Facts: P had a retail furniture shop. When D bought something the title would
remain with the P until all the payments were due. Furthermore, all new purchased
items would be added to the past items, so all the items would be completely
purchased at the same day. This was so that the P could repossess all the items even
if they were bought years apart if the D did not pay off the original item when he
bought the one.
Procedural History: The court of general sessions gave judgment for P and the Court
of Appeals affirmed.
Rules: Unconscionable has two parts: (1) absence of meaningful choice on the part
of one of the parties and (2) unreasonably favorable to the other party.
Reasoning: Following the rule above the court asks what is a meaningful choice or
lack there of. There must be little bargaining power (hence little real choice) for the
party that made the bad deal. Did the party understand the K?
Questions:
Comments:
Case Name: Brower v. Gateway 2000, Inc.
Court: S.C. of N.Y., Appellate Division, 1998.
Citation: 246 A.D.2d 246, 676 N.Y.S.2d 569.
Facts: D sold computers and offered services that were not true. P’s wished to sue
but in the agreement that they received from D they had to go to arbitration which
hwas hard to get hold of and would cost 4k just to get a hearing and 2k was non
refundable + travel expenses. This is more then the average computer. They sue on
the grounds that the K was unconscionable.
Issues: Whether the K was unconscionable due to the burdensome procedure and
cost to the individual costumer.
Rules: When the 2nd part of the test is so unreasonable that it leaves the other party
no choice but to accept the agreement the courts may find that the agreement is
unconscionable.
Reasoning: The P argue that there was no bargaining and “a take it or leave it”

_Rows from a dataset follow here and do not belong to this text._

PR #3115, opened 2019-03-27
Support for CNTK

wwExpert:
Hello, what is the reason that there is no support for CNTK? I think it´s easier to support CNTK instead of tensorflow.


Ivanidzo4ka:
Here is activities in tensorflow repository: https://github.com/tensorflow/tensorflow/pulse
and here is activities in CNTK repo: https://github.com/Microsoft/CNTK/pulse
Also I think you meant to create issue, not PR.

PR #3314, opened 2019-04-12
Renaming CI legs to make them more readable and understandable

Anipik:


build/ci/phase-template.yml
```diff
@@ -21,11 +21,11 @@ phases:
       parallel: 99
       matrix:
         ${{ if eq(parameters.customMatrixes, '') }}:
-          Build_Debug:
+          Build_Debug_2.1:
```
eerhardt: Do we really need the word `Build` in our all legs?

.vsts-dotnet-ci.yml
```diff
@@ -63,14 +48,30 @@ phases:
...
-    name: MacOS
+    name: MacOS_x64
     buildScript: ./build.sh
     queue:
       name: Hosted macOS
 
 - template: /build/ci/phase-template.yml
   parameters:
-    name: Windows_NetFx
+    name: Windows_x64_1
```
eerhardt: I'm not sure `_1` and `_2` help any on the readability, does it?

Anipik: I didnt want to add these suffixes  but names for the jobs need to be unique.

eerhardt: They look unique to me without the suffixes:

image

Anipik: ```Debug_3.0``` comes from custom Matrix attribute (It will be always added automatically) the name is the first part before with space.

eerhardt: It seems like something better should be able to be done here.  Maybe @safern or @chcosta would have some ideas.

chcosta: If you were to merge the matrices such that you were using a single job with a larger matrix, you wouldn't hit collision issues with job names.

Also, phases are now a deprecated syntax.  Azure DevOps has moved to "jobs".  There are some actual changes associated with the naming change and I'd suggest you move to the supported syntax.  Here's our (Arcade's) documentation which is related but at least will point you in the right direction - https://github.com/dotnet/arcade/blob/master/Documentation/AzureDevOps/PhaseToJobSchemaChange.md

Anipik: @eerhardt I used a bigger custom matrix. Although it increased the number of CI legs but its just more combinations of configurations.

eerhardt:
It looks like you've added 8 more legs to the CI. I don't think we want this. Please keep the number of CI legs and the coverage the same.

Anipik:
> It looks like you've added 8 more legs to the CI. I don't think we want this. Please keep the number of CI legs and the coverage the same.

i did that and i was able to remove the suffix from the windows.  @eerhardt  i dont think we want to move to using the more recent   "Job Version" of Azure dev ops at this point ?

eerhardt:
I think this is looking better. I just have a few inconsistencies that would be nice to be fixed:

image

1. `CentOS` and `Ubuntu` have "Debug/Release" first, but everyone else has it last.
2. Sometimes it is `Debug` and sometimes `debug`.
3. Why does `Windows_x64_Netcore30 Debug_3.0` have `3.0` in the name twice?
4. I'm not sure I like `Netcore21` and `Netcore30`. Nowhere else uses that terminology/wording. How about either the product name: `.NET Core 2.1` or the TFM: `netcoreapp2.1`?

Anipik:
> CentOS and Ubuntu have "Debug/Release" first, but everyone else has it last.

I am not sure how to correct this. In all other configurations we are using the same configuration for debug and release but not here

> Sometimes it is Debug and sometimes debug.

mentality. This is not true because they could have returned the product.
Whether the K was unconscionable due to the burdensome procedure and cost to
the individual costumer. Unconscionable has two parts: (1) absence of meaningful
choice on the part of one of the parties and (2) unreasonably favorable to the other
party. The 1st part of this test does not favor the appellants but the 2 nd part does and
the court finds the costs so unreasonable and the individual consumer has no option
but to be stuck with the faulty product that they find the K unconscionable.